▸ Your goal
For every line that contains the string "numpy", pull that line out of the material below.

▸ Supplied records
PR #3333, opened 2025-06-20
ensure comparison returns bool instead of np.bool

pijyoi:
Numpy 2.3.0 includes an expired deprecation: https://github.com/numpy/numpy/pull/28254
`'np.bool' scalars can no longer be interpreted as an index (deprecated since 1.19) `

This triggers an error in `pg.TableWidget` when a structured array is used, as demonstrated by the `TableWidget` example itself. (https://github.com/pyqtgraph/pyqtgraph/blob/master/pyqtgraph/examples/TableWidget.py)

On PyQt6:
`TypeError: invalid result from TableWidgetItem.__lt__(), a 'bool' is expected not 'numpy.bool'`

On PySide6:
`TypeError: 'numpy.bool' object cannot be interpreted as an integer`

### DIFF
--- a/.github/workflows/etc/environment-pyside.yml
+++ b/.github/workflows/etc/environment-pyside.yml
@@ -2,7 +2,7 @@ name: test
 channels:
   - conda-forge
 dependencies:
-  - pyside6
+  - pyside6[version='!=6.9.1']
   - numpy
   - nomkl
   - scipy
--- a/.github/workflows/main.yml
+++ b/.github/workflows/main.yml
@@ -76,13 +76,13 @@ jobs:
             qt-version: "PyQt6"
           - python-version: "3.12"
             qt-lib: "pyside"
-            qt-version: "PySide6-Essentials"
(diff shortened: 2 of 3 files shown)


pijyoi:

▸ Answer to the problem
Numpy 2.3.0 includes an expired deprecation: https://github.com/numpy/numpy/pull/28254
`TypeError: invalid result from TableWidgetItem.__lt__(), a 'bool' is expected not 'numpy.bool'`
`TypeError: 'numpy.bool' object cannot be interpreted as an integer`
   - numpy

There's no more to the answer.